Colin Firth’s real-life character in The Railway Man lacks depth.
THE RAILWAY MAN (Jonathan Teplitzky). 108 minutes. Opens Friday (April 25). For venues and times, see Movies. Rating: NN
A true story of overcoming trauma, The Railway Man begins with its protagonist on the floor, muttering. By the end, he's upright and speaking coherently. The hundred minutes between dutifully chronicle the arduous process of getting on his feet, yet fail to capture the drama or psychological complexity involved.
While serving in the British Army in Southeast Asia during World War II, Eric Lomax was taken prisoner by the Japanese, put to forced labour, beaten and tortured. The Railway Man begins years later, when the endearing yet damaged Eric (Colin Firth) meets Patti (Nicole Kidman), the nurse who will become his wife and oversee his recovery. Their romance lasts some minutes; thereafter we're treated to fumblingly structured flashbacks and Eric's present-tense journey east to confront - and eventually befriend - his chief torturer, a fascinating development that's barely explored.

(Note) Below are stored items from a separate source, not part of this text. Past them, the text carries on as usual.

PR #1092, opened 2026-08-20
fix(mir-lower): support packed AS3 field projections through carrier locals

### LINKED ISSUE #1036: Support field projections of packed aggregates containing address-space 3 pointers

uurl:
Closes #1036

## Summary

Support local materialization and field projections for the deliberately narrow packed-AS3 shape introduced by the internal device ABI work.

Eligible packed locals now use a target-stable carrier representation:

```text
semantic <{ scalar, p3 }>
        |
        | store coercion
        v
carrier  <{ scalar, p0 }>
```

Loads reconstruct the semantic value in the opposite direction.

Field projections from those locals are addressed directly through the carrier slots. An AS3 pointer field therefore physically loads/stores as p0 and is explicitly converted between p0 and p3 at the semantic boundary.

Arbitrary packed-AS3 memory remains fail-closed.

### Local carrier admission

Add a dedicated `packed_shared_local_storage_info` gate for local storage.

The local-storage gate is intentionally independent of the internal ABI classifier:

* packed struct root;
* exactly one direct AS3/shared pointer field;
* all remaining non-ZST fields scalar;
* no recursive aggregates;
* no arrays or vectors;
* no multiple shared-pointer leaves.

Keeping this gate independent prevents future widening of the internal device ABI classifier from implicitly widening local-storage support.

### Local allocation

`mir.alloca` uses the target-stable carrier type for eligible packed-AS3 locals:

```text
<{ scalar, p3 }>  semantic type
<{ scalar, p0 }>  physical local storage
```

### Whole-value local stores and loads

Stores into compiler-owned carrier locals coerce the semantic packed value to the target-stable storage representation before emitting `llvm.store`.

Loads use the physical carrier type and reconstruct the semantic packed value after `llvm.load`.

The existing fail-closed path is preserved for arbitrary packed-AS3 memory.

### Field projections

`mir.field_addr` recognizes an eligible carrier-backed local and emits a typed GEP through the carrier struct.

This keeps field addressing by-slot while preserving the existing rustc byte-offset fallback for ordinary packed aggregates.

For the AS3 field:

```text
projected load:   p0 -> addrspacecast -> p3
projected store:  p3 -> addrspacecast -> p0
```

The projected load/store path uses operand type history to distinguish the semantic MIR pointee from the physical carrier pointee.

### End-to-end regression

Strengthen `packed_aggregate_abi` so `consume_packed_shared` actually projects both fields from the returned packed value.

The test now:

* reads `value.tag`;
* reads `value.ptr`;
* writes shared memory through the round-tripped `value.ptr`;
* observes the mutation through the independently passed raw shared pointer.

This makes broken carrier-to-semantic reconstruction observable at runtime, while the lowering tests independently cover the inverse projected-store conversion.

## Tests

Added lowering coverage for:

* carrier allocation for an eligible packed-AS3 local;
* whole-value semantic -> carrier store;
* projected pointer-field p0 -> p3 load;
* projected pointer-field p3 -> p0 store;
* carrier pointer storage remaining in generic address space.

Validation performed:

```text
cargo fmt --all -- --check
git diff --check

```

Results:

```text
mir-lower unit tests: 254 passed
lowering tests:       117 passed
clippy -D warnings:   pass
packed_aggregate_abi: pass on sm_120a
```

## Out of scope

* kernel-entry ABI changes;
* device-global packed AS3 storage;
* arbitrary packed-AS3 memory;
* recursive or nested AS3 local projections;
* multiple AS3 pointer leaves;
* AS3 pointer arrays;
* AS3 pointer vectors;
* AS3-containing enums.

Those remain separate work.

### DIFF
--- a/crates/mir-lower/src/convert/ops/aggregate.rs
+++ b/crates/mir-lower/src/convert/ops/aggregate.rs
@@ -42,7 +42,7 @@ use crate::convert::types::{
     build_union_storage_type, convert_type, is_zero_sized_type, llvm_byte_faithful_twin,
     llvm_packed_struct_contains_pointer_in_address_space, llvm_type_contains_i1,
     llvm_type_size_align, make_slice_struct, mir_element_stride, mir_type_abi_align,
-    packed_shared_internal_abi_info,
+    packed_shared_internal_abi_info, packed_shared_local_storage_info,
 };
 use dialect_mir::ops::{
     MirConstantOp, MirConstructEnumOp, MirEnumPayloadOp, MirExtractFieldOp, MirFieldAddrOp,
@@ -54,7 +54,7 @@ use dialect_mir::types::{
 };
 use llvm_export::attributes::{ICmpPredicateAttr, IntegerOverflowFlagsAttr};
 use llvm_export::op_interfaces::{
-    CastOpInterface, CastOpWithNNegInterface, IntBinArithOpWithOverflowFlag,
+    CastOpInterface, CastOpWithNNegInterface, IntBinArithOpWithOverflowFlag, PointerTypeResult,
 };
 use llvm_export::ops as llvm;
 use llvm_export::types as llvm_types;
@@ -1797,6 +1797,23 @@ pub(crate) fn convert_field_addr(
 
     let map = build_struct_slot_map(ctx, &layout).map_err(anyhow_to_pliron)?;
 
+    // A compiler-owned packed-AS3 local may have a target-stable carrier
+    // allocation even though the MIR pointer still names the semantic struct.
+    // Use the carrier as the typed GEP source so the pointer field addresses
+    // generic-pointer storage. Arbitrary pointers keep the semantic layout and
+    // remain subject to the existing fail-closed whole-value memory rules.
+    let local_storage_ty = if let Some(info) =
+        packed_shared_local_storage_info(ctx, mir_ptr_pointee).map_err(anyhow_to_pliron)?
+    {
+        ptr_operand
+            .defining_op()
+            .and_then(|def| Operation::get_op::<llvm::AllocaOp>(def, ctx))
+            .filter(|alloca| alloca.result_pointee_type(ctx) == info.storage_ty)
+            .map(|_| info.storage_ty)
+    } else {
+        None
+    };
+
     let slot = match map.decl_to_llvm.get(field_index) {
         Some(Some(slot)) => *slot,
         Some(None) => {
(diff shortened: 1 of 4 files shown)


nihalpasham:
Closing this PR because the packed-AS3 carrier rule is incomplete and can generate wrong code.

- The change rewrites eligible AS3 storage to an AS0 carrier, but recovers that carrier identity only from a small set of defining operations.
- Passing the pointer through a call or block argument means carrier recognition can no longer be recovered. A later field projection then treats AS0 carrier storage as AS3 storage.
- The active #413 pointer-contract work supplies the semantic type and layout foundation a replacement must use; it does not itself implement this packed-AS3 fix.

A replacement needs to address the full pointer path and include call, block-argument, cast, and projection controls, consistent with the [acceptance criteria announced on Discord](https://discord.com/channels/1515530041767759993/1515561621156663487/1540970771323551775).

PR #1093, opened 2026-08-20
fix(intrinsics): decouple remaining ABI IDs from variant order

### LINKED ISSUE #604: Canonical variant lists assign ABI IDs by position, which conflicts with the append-only ledger

uurl:
Closes #604 

## Summary

Finish decoupling compact-family ABI assignment from canonical variant
position.

The remaining register MMA, sparse MMA, and cluster-sreg expansions now leave
generated ABI IDs unbound and rely on the existing ABI ledger binding by
catalog identity.

Canonical admission checks continue to enforce semantic membership, ordering,
and completeness, but no longer derive ABI identity from variant position.

This completes the remaining positional ABI-ID coupling described in #604,
following #1038.

## Validation

- `cargo test -p cuda-intrinsics-gen` (293 passed)
- `cargo run -p cuda-intrinsics-gen -- check-abi-history --base-ref upstream/main`
- `git diff --check upstream/main..HEAD`
- `intrinsics/abi-v1.toml` unchanged
- generated intrinsic outputs unchanged

### DIFF
--- a/crates/cuda-intrinsics-gen/src/model.rs
+++ b/crates/cuda-intrinsics-gen/src/model.rs
@@ -825,7 +825,10 @@ pub struct RegisterMmaF8F6F4Admission {
     pub llvm_evidence_profile: String,
     pub libnvvm_evidence_profile: String,
     pub runtime_validation: RuntimeValidation,
-    pub first_abi_id: String,
+    /// Legacy shard metadata retained only so older overlays continue to parse.
+    /// ABI identity is bound from the append-only ledger by catalog ID.
+    #[serde(default, rename = "first_abi_id")]
+    pub _legacy_first_abi_id: Option<String>,
     pub a_elements: Vec<RegisterMmaElement>,
     pub b_elements: Vec<RegisterMmaElement>,
     pub product_count: usize,
@@ -839,7 +842,10 @@ pub struct RegisterMmaFp8Admission {
     pub llvm_evidence_profile: String,
     pub libnvvm_evidence_profile: String,
     pub runtime_validation: RuntimeValidation,
-    pub first_abi_id: String,
+    /// Legacy shard metadata retained only so older overlays continue to parse.
+    /// ABI identity is bound from the append-only ledger by catalog ID.
+    #[serde(default, rename = "first_abi_id")]
+    pub _legacy_first_abi_id: Option<String>,
     pub shapes: Vec<RegisterMmaShape>,
     pub accumulators: Vec<RegisterMmaAccumulator>,
     pub a_elements: Vec<RegisterMmaElement>,
@@ -854,7 +860,10 @@ pub struct RegisterMmaAmpereFloatAdmission {
     pub llvm_evidence_profile: String,
     pub libnvvm_evidence_profile: String,
     pub runtime_validation: RuntimeValidation,
-    pub first_abi_id: String,
+    /// Legacy shard metadata retained only so older overlays continue to parse.
+    /// ABI identity is bound from the append-only ledger by catalog ID.
+    #[serde(default, rename = "first_abi_id")]
+    pub _legacy_first_abi_id: Option<String>,
     pub product_count: usize,
     #[serde(rename = "variant")]
     pub variants: Vec<RegisterMmaAmpereFloatVariant>,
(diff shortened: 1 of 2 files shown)


nihalpasham:
Verified complete:

- crate-wide, zero positional ABI derivation left in production code (the remaining `i{:04}` + index sites are test fixtures)
- the binder fails closed when a variant has no ledger entry, and the ledger identity checks (catalog ID, operation key, signature) still guard every record
- #1104 landing ex2.approx.f16 through the sibling mechanism is real-world proof the binder handles family growth

This is the #1038 remainder and closes #604.

Sequencing, important: #1139 reintroduces this pattern (`first_abi_id = "i1017"`, IDs as i1017 + index) in the same files. This PR lands first; #1139 adopts blank-ID + `bind_generated_abi_ids` (noted there too).

On our side at landing: the byte-identical claim was made on a 2026-08-20 base and main has merged #1104/#1085 since (both touched resolve.rs), so we rerun `check`, `check-abi-history`, and the crate tests on the merged tree. Post-merge tidy-ups we'll take: delete the now-inert `first_abi_id` lines from the six overlay shards, and make `RegisterMmaRecipe.abi_id` optional so the five-ID skip list can go.

nihalpasham (approved):
Re-proven on the merged tree (with #1104/#1085/#1186/#1105 in): outputs byte-identical, ABI history preserves all 1016 entries, zero positional derivation outside test fixtures; CI green. Merging ahead of #1139 per the ledger sequencing.

PR #1085, opened 2026-08-20
feat(intrinsics): add standard narrow tcgen05 MMA aliases

uurl:
Part of #339
Closes #1084 

## Summary

Add typed standard non-warp-specialized tcgen05 MMA convenience aliases for the five homogeneous narrow floating-point formats:

- `tcgen05_mma_e4m3`
- `tcgen05_mma_e5m2`
- `tcgen05_mma_e2m3`
- `tcgen05_mma_e3m2`
- `tcgen05_mma_e2m1`

The generic standard tcgen05 MMA path could already express these operations through `.kind::f8f6f4`; this change adds the generated typed surface analogous to the existing convenience APIs.

## Semantics

All five aliases select:

```text
tcgen05.mma.cta_group::1.kind::f8f6f4.collector::a::discard
```

with the compatibility signature:

```rust
pub unsafe fn tcgen05_mma_<format>(
    d_tmem: u32,
    a_desc: u64,
    b_desc: u64,
    idesc: u32,
    enable_d: bool,
)
```

## Changes

* Add five standard `tcgen05.mma` variants to the tcgen05 overlay.
* Append ABI entries `i1011` through `i1015`.
* Extend compact tcgen05 MMA admission from 19 to 24 generated variants:

  * 14 generic forms
  * 5 existing warp-specialized narrow aliases
  * 5 new standard narrow aliases
* Generate the public `cuda-device` APIs.
* Generate dialect, MIR importer, and lowering routes for the five aliases.
* Generate codegen target matching for the fixed standard selectors.
* Add five intrinsic probes.
* Extend both tcgen05 MMA evidence profiles to cover the new aliases.
* Preserve existing generic and warp-specialized behavior.

## Generator details

The standard aliases reuse the existing tcgen05 MMA selector representation with:

```text
kind = f8f6f4
cta_group = 1
collector_a = discard
```

The generated target matcher now imports the corresponding CTA-group and collector-A dialect attributes required by the new standard fixed-selector routes.

## ABI

The append-only ABI ledger grows from 1010 to 1015 entries.

Validation:

```text
intrinsics/abi-v1.toml preserves 1010 base entries and has 1015 total entries
```

No existing ABI entry was removed, reordered, or changed.

## Evidence

Both existing tcgen05 MMA evidence profiles now cover 24 variants.

The five new generated probes pass against the pinned LLVM/NVPTX evidence route and lower to the expected standard narrow MMA form:

```text
[...]

PR #1079, opened 2026-08-20
feat(wgmma): add m64n128 BF16 full-drain lowering

uurl:
Closes #1078 
Part of #338

## Summary

Adds value-threaded lowering for:

`wgmma.mma_async.sync.aligned.m64n128k16.f32.bf16.bf16`

for canonical linear full-drain regions.

The new path carries a canonical `[[f32; 8]; 8]` accumulator as 64 tied SSA `f32` values through one convergent inline-PTX scope.

## What changed

- Added the public `wgmma_mma_m64n128k16_f32_bf16` API.
- Added `Acc64x128 = [[f32; 8]; 8]`.
- Added pointer-form and 64-result value-form NVVM WGMMA ops.
- Added MIR importer dispatch for the new intrinsic.
- Generalized value-form WGMMA lowering from a fixed 32-value carrier to shape-specific 32/64-value carriers.
- Added m64n128 BF16 recognition to deferred-accumulator fusion.
- Added canonical `[[f32; 8]; 8]` full-drain lowering.
- Recomputed accumulator element addresses after the fused m64n128 inline-PTX scope rather than keeping all addresses live across it.
- Added verifier, lowering, codegen, integration, example, and documentation coverage.

## Supported shape

```text
wgmma.fence
one or more homogeneous m64n128k16.f32.bf16.bf16 MMAs
wgmma.commit_group
wgmma.wait_group<0>
```

The accumulator is:

```rust
[[f32; 8]; 8]
```

and is represented by 64 tied `f32` values inside the fused asm region.

## Intentionally unsupported

This PR does not add:

* m64n128 F16;
* m64n256;
* TF32 support;
* counted m64n128 loops;
* m64n128 partial waits or pipelines;
* pointer fallback for non-canonical m64n128 accumulators;
* mixed m64n64/m64n128 full-drain regions.

Those cases remain fail-closed.

## Backend validation

The dedicated `sm_90a` carrier tests compile real m64n128 WGMMA PTX through `ptxas`.

For both one MMA and two chained MMAs under one commit:

```text
0 bytes stack frame
0 bytes spill stores
0 bytes spill loads
Used 90 registers
```

The existing m64n64 BF16/F16 carriers remain spill-free at 58 registers.

## Validation

Passed locally:

```text
cargo fmt --all -- --check
git diff --check

cargo check \
  -p cuda-device \
  -p dialect-nvvm \
  -p mir-importer \
  -p mir-lower \
  -p cuda-oxide-codegen

cargo clippy \
[...]

PR #1077, opened 2026-08-20
feat(wgmma): add TF32 m64n64k8 value-threaded full-drain lowering

uurl:
Closes #1076 

## Summary

Adds value-threaded lowering for Hopper TF32 WGMMA

```text
wgmma.mma_async.sync.aligned.m64n64k8.f32.tf32.tf32
```

in the canonical linear full-drain case.

TF32 now follows the existing register-resident strategy for:

```text
wgmma.fence
mma+
commit_group
wait_group<0>
```

The 32 `f32` accumulator values remain tied through one convergent inline-PTX region, preventing LLVM from introducing a spill boundary while the
asynchronous WGMMA group is in flight.

TF32 differs from the existing BF16/F16 forms in two relevant ways:

* the hardware shape uses `K=8`;
* the PTX instruction has no transpose immediates.

The lowering therefore models TF32 as a distinct instruction form instead of
only changing the input-type suffix.

### Device API / importer

Adds:

```rust
wgmma_mma_m64n64k8_f32_tf32
```

for the canonical `[[f32; 8]; 4]` accumulator.

The importer now emits a dedicated TF32 `m64n64k8` pointer-form NVVM operation.

The existing legacy compatibility entry

```text
wgmma_mma_m64n64k16_f32_tf32
```

remains explicitly unsupported and is not repurposed.

### NVVM dialect

Adds:

* `WgmmaMmaM64N64K8F32Tf32Op`
* `WgmmaMmaGroupValuesM64N64K8F32Tf32Op`

The TF32 value carrier uses the same 32 × `f32` accumulator interface as the
existing BF16/F16 `m64n64` carriers.

No TF32 counted-loop or pipeline carrier ops are added.

### MIR lowering

Extends canonical linear full-drain recognition to TF32.

A region of the form

```text
wgmma.fence
tf32 mma+
wgmma.commit_group
wgmma.wait_group<0>
```

is rewritten from the pointer-form intrinsic to the 32-value SSA carrier.

The generated PTX is:

```text
wgmma.mma_async.sync.aligned.m64n64k8.f32.tf32.tf32
```

with:

```text
accumulators, desc_a, desc_b, 1, 1, 1
```

and no F16/BF16 transpose operands.

Linear regions remain homogeneous. Mixing TF32 with BF16 or F16 is rejected.

TF32 has no deferred pointer fallback.

Existing counted-loop and partial-wait recognizers remain BF16-only.

### Tests

Adds coverage for:

* TF32 NVVM pointer-form verification
[...]

PR #1075, opened 2026-08-20
feat(wgmma): add register-resident F16 counted K-loop lowering

uurl:
Closes #1074 

## Summary

Extend the existing register-resident WGMMA counted K-loop lowering to `m64n64k16.f32.f16.f16`.

The new path reuses the same counted-loop control and accumulator model already used by BF16:

```text
fence
counted K-loop:
    mma
    descriptor recurrence
commit_group
wait_group<0>
```

All 32 per-thread `f32` accumulator values remain tied across one convergent
inline-PTX statement, so LLVM never observes an in-flight asynchronous WGMMA accumulator between loop iterations.

## What changed

* Add an F16 counted-loop value carrier:
  `WgmmaMmaLoopValuesM64N64K16F32F16Op`.
* Extend the single-slot counted-loop recognizer to accept canonical F16 loops.
* Generalize the counted-loop PTX template over the existing WGMMA input kind.
* Add MIR-to-LLVM conversion for the F16 counted-loop carrier.
* Add verifier and lowering coverage for the new carrier.
* Extend the real `llc` / `ptxas` counted-loop probe to cover both BF16 and F16.
* Update the public WGMMA documentation to describe F16 counted-loop support.

The existing counted-pipeline path remains BF16-only.

## Scope

Supported F16 shape:

* canonical `[[f32; 8]; 4]` accumulator;
* one MMA per counted-loop iteration;
* compile-time positive trip count;
* affine `u64` descriptor recurrences;
* `fence -> counted loop -> commit_group -> wait_group<0>`.

Still unsupported:

* F16 `wait_group<N>` for `N > 0`;
* F16 multi-slot pipelines;
* F16 counted pipelines;
* non-canonical F16 accumulator fallback;
* dynamic trip counts;
* arbitrary loop CFGs;
* TF32 WGMMA.

## Validation

```text
cargo fmt --all -- --check
cargo check -p dialect-nvvm -p mir-lower -p cuda-device -p cuda-oxide-codegen
cargo test -p dialect-nvvm --test ops_test
cargo test -p mir-lower --test lowering_test
cargo test -p cuda-oxide-codegen --test wgmma_counted_loop_ptx -- --nocapture
cargo clippy -p dialect-nvvm -p mir-lower -p cuda-device -p cuda-oxide-codegen --all-targets -- -D warnings
```

Results:

* `dialect-nvvm`: 51 passed
* `mir-lower lowering_test`: 117 passed
[...]

PR #1106, opened 2026-08-21
ci(book): gate the dialect page's catalog stamp against catalog.json

### LINKED ISSUE #1090: ci(book): nothing ties the dialect-nvvm page's catalog stamp to catalog.json
#1052 refreshed the dialect-nvvm book page after two op-adding PRs rotated the catalog stamp, and the review found the page has no automated freshness check: the page prints the catalog SHA and its own rule says a mismatch means every count is stale, but nothing in CI compares the printed stamp against `intrinsics/catalog.json`. The page failed its own test for weeks (560 printed vs 570 in the tree) and only a hand audit caught it.

A small gate closes this permanently:

- hash `intrinsics/catalog.json` (first 8 hex of SHA-256, the format the page prints),
- grep the stamp out of `cuda-oxide-book/compiler/mlir-dialects.md`,
- fail with a message pointing at the page when they differ.

That turns "the counts are stale" from a silent rot into a red check on the op-adding PR itself, the same pattern the generated-reference `check` gate uses for `intrinsics/generated-reference.md`. Counts themselves stay hand-written; only the stamp needs machine checking, since the page's own protocol derives staleness from it.

vyncint:
Closes #1090.

`mlir-dialects.md` states its own freshness rule:

> At catalog SHA-256 `26a9cc13` (the stamp in every `ops/generated/` file header), the dialect holds 570 operations across 42 modules …
> If the header stamp no longer starts with `26a9cc13`, the counts on this page predate the catalog you are reading.

Nothing enforced that rule, so the rule that would expose stale counts was itself unchecked. The page failed its own test for weeks before #1052 (560 printed against 570 in the tree), and **it is failing again right now**: the catalog hashes to `00372dfe`, five hand-written ops and five catalog entries after that refresh landed. Two hand audits in two batches is the pattern this closes.

## The gate

One file hashed, one page grepped — no cargo, no build, no network. The hash is the one `cuda-intrinsics-gen` stamps into every generated file (`sha256_bytes(catalog_json.as_bytes())` over the file as committed), so a plain `sha256sum` reproduces it, and the page prints its first eight digits.

Three checks rather than one, so each failure says which thing moved:

1. **The generated sources must stamp the hash `catalog.json` actually has.** Failing here means the generated outputs are stale, and the message says to run `cuda-intrinsics-gen -- generate` — not to edit the book.
2. **The page must print exactly one distinct stamp.** It names it twice, once stating it and once in the rule explaining what a mismatch means, so updating one and not the other leaves the rule contradicting the statement above it.
3. **The stamps must agree**, and the failure prints both sides plus the two commands that re-derive the counts the stamp guards.

It refuses to report success from a check that found nothing: a page reworded so no stamp survives fails with that stated. That path needed `|| true` on the *capture* rather than on a later pipeline — under `pipefail` a grep matching nothing aborted the script before the diagnostic, turning a reworded page into a silent non-zero exit. I only found that because the mutation produced no message.

## The refresh that makes it pass

| claim | was | now |
|---|--:|--:|
| catalog stamp (×2) | `26a9cc13` | `00372dfe` |
| total operations | 570 | 575 |
| hand-written operations | 21 | 26 |
| hand-written `wgmma` row | 9 | 14 |
| catalog entries | 1010 | 1015 |

Generated stays 549 across 35 modules and **every area row is unchanged**, because #1085's five new catalog entries are aliases onto existing structural ops — exactly what the page's "several intrinsics can share one structural op" sentence predicts. The +5 hand-written are all `wgmma`, from #1075, #1077 and #1079.

The `wgmma` row's description moves with its count, as in #1052: it said "the m64n64k16 bf16/f16 shapes", and the module now holds four shape/type pairs — `m64n64k16` bf16 and f16, `m64n128k16` bf16 (#1079), `m64n64k8` tf32 (#1077).

## Verification

- **Four mutations, each failing with its own message:** a stale stamp; only one of the two stamps updated; the page reworded so none is found; an edited `catalog.json`. The healthy tree passes.
- Every count re-derived from the tree: 26 + 549 = 575, both tables sum to their stated totals (7 rows → 26, 11 rows → 549), and each still lists every module on disk.
- All eleven guard scripts pass, `check-spdx-headers.sh` accepts the new file, `cuda-intrinsics-gen -- check` reports outputs current, the workflow parses with all nine jobs on `ubuntu-latest`, and the book builds clean under `sphinx-build -W`.

## One deferral

`just check-guards` should list this script too, one line beside the other ten. Its recipe is being restructured in #1102, so that line is left for a follow-up rather than conflicting. No guard enforces that list, so CI is unaffected either way.

### DIFF
--- a/.github/workflows/status-guard.yml
+++ b/.github/workflows/status-guard.yml
@@ -112,6 +112,26 @@ jobs:
       - name: Verify every device call the book shows resolves
         run: bash scripts/check-book-api-names.sh
 
+  # The dialect-nvvm book page prints the catalog SHA-256 and states its own
+  # freshness rule: if the stamp no longer matches, every count on the page
+  # predates the catalog being read. Nothing enforced that rule, so the page
+  # failed its own test for weeks -- 560 operations printed against 570 in the
+  # tree -- and only a hand audit caught it, twice. Machine-checking the stamp
+  # turns "the counts are stale" into a red check on the pull request that
+  # rotated the catalog. The counts stay hand-written; only the stamp is gated,
+  # because the page derives staleness from it.
+  book-catalog-stamp:
+    name: book catalog stamp
+    runs-on: ubuntu-latest
+    timeout-minutes: 5
+    steps:
+      - name: Clone repository
+        uses: actions/checkout@v4
+
+      # Hashes one file and greps one page: no cargo, no build, no network.
+      - name: Verify the dialect page's catalog stamp is current
+        run: bash scripts/check-book-catalog-stamp.sh
+
   # `unit-tests.yml`'s matrix is the only thing deciding which crates get
   # `cargo test`, and a member missing from it fails nothing: the workflow is
   # green, `just check` is green, and the tests never ran. #971 found four
--- a/cuda-oxide-book/compiler/mlir-dialects.md
+++ b/cuda-oxide-book/compiler/mlir-dialects.md
@@ -296,16 +296,16 @@ they become `call` instructions to `@llvm.nvvm.*` intrinsics.
 
 ### Architecture Coverage
 
-At catalog SHA-256 `26a9cc13` (the stamp in every `ops/generated/` file
-header), the dialect holds 570 operations across 42 modules, and they come
+At catalog SHA-256 `00372dfe` (the stamp in every `ops/generated/` file
+header), the dialect holds 575 operations across 42 modules, and they come
 from two different places. The split is the first thing to know about it,
 because it decides where -- and whether -- you would add one. If the header
-stamp no longer starts with `26a9cc13`, the counts on this page predate the
+stamp no longer starts with `00372dfe`, the counts on this page predate the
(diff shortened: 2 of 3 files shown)


nihalpasham:
- Ran the guard both ways: passes on this branch, fails on main's stale page naming both hashes; all four mutation modes (stale page, stale generated header, zero stamps found, multiple distinct stamps) fail closed with their own messages.
- Every refreshed number re-derives from the tree: 549 generated ops across 35 modules plus 26 hand-written (wgmma now 14) is 575; the catalog holds 1015 entries; stamp `00372dfe` matches `sha256sum` of the committed catalog and every generated header.
- Placement matches the other eight status guards (same job shape, same script conventions, no cargo/network), and the generated-header cross-check gives a stale generator run its own failure instead of blaming the book. Closes #1090.

nihalpasham (approved):

PR #1107, opened 2026-08-21
fix(intrinsics-gen): an overlay file left out of overlay.toml is silently ignored

vyncint:
`intrinsics/overlay.toml` is an explicit index: `read_overlay` reads the shards it names and nothing else. So a family file added under `intrinsics/overlay/` and left out of `shards` is **never read at all** — its intrinsics simply do not exist — and every gate agrees, because the file was never an input and the resolved catalog therefore matches the committed one.

Verified on `main` by adding an unlisted `intrinsics/overlay/zz_probe.toml`:

```
$ cargo run -p cuda-intrinsics-gen -- check
generated intrinsic outputs are current
```

**The opposite mistake is already caught.** Dropping a listed shard fails with `active ABI ledger entry i0252 (prmt) has no overlay record`, because the ledger entry outlives the record. Only the unlisted-file direction is silent — and it is the likelier slip: creating the file is the visible half of the work, editing the index the forgettable half.

`read_overlay` already rejects a duplicate shard, an unsorted list, an inline record and an empty list. This is the one case it cannot see, because it never looks at the directory.

## Where the check lives

In `generate.rs`, beside `stale_generated_outputs`, whose job is the same reconciliation in the other direction: that function walks the managed output roots looking for files the manifest no longer expects; this one walks the overlay directory looking for files the manifest never named. Both need a directory listing rather than manifest parsing, so both belong in the pass that owns repo-wide consistency rather than in the manifest reader.

It runs on `generate` and on `check`, so the existing `generated-intrinsics` CI job and `just check-intrinsics` both pick it up with **no new wiring**.

## Refusing to answer from nothing

Two guards, because the failure mode worth surviving is "silently compares empty sets":

- an index that parsed to no shards would make every file on disk look unindexed, so that stops the run instead;
- a directory read that found no `.toml` would report a clean reconciliation from an empty comparison, so that stops it too.

## Verification

- On `main` the index and the directory agree exactly — **64 files, 64 shards**, neither side extra — so this guards against future drift rather than fixing a present break: `check` still reports outputs current.
- An unlisted file now fails both `check` and `generate`, with the file named and the remedy stated.
- Three unit tests: an unindexed file is reported, a fully indexed directory reports nothing, and each self-test refuses rather than answering. Replacing the membership test with `if false` fails the first one.
- 296 tests pass; fmt and `clippy --all-targets -- -D warnings` clean; `check-spdx-headers.sh` accepts the file; `probe --all --skip-terminal` and `check-abi-history` both still pass over all 1015 entries.


nihalpasham:
- Reproduced the silent ignore on main: an unlisted probe under `intrinsics/overlay/` is never read and `check` stays green; on this branch both `check` and `generate` fail with the file named. 298 tests, fmt and clippy clean.
- Placement is right: beside `stale_generated_outputs`, the same reconciliation in the other direction, riding the existing CI job with no new wiring; both refusal guards kill the compares-empty-sets failure mode.
- **One commit layered on:** the manifest grammar (`validate_overlay_shard_path`) accepts nested shard paths, but the scan was a flat `read_dir`, so an unlisted file in a subdirectory was still silently ignored, and a fully nested but indexed layout would trip the empty-directory refusal on a valid tree. The walk now recurses, mirroring `collect_stale_generated`, with tests in both directions.

nihalpasham (approved):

Technicolour greens and blues add an initially inviting old-fashioned air, but the tone is stiflingly solemn. Hushed conversations and ostensibly terrifying scenes are all accompanied by the same fussy score, yet the film never finds its rhythm.
Firth is betrayed by his character's paucity of depth, while Kidman's interest in the role is simply baffling. Her character is strictly utilitarian, the tormented hero's helpmeet, like Ingrid Bergman in Spellbound but without any personality.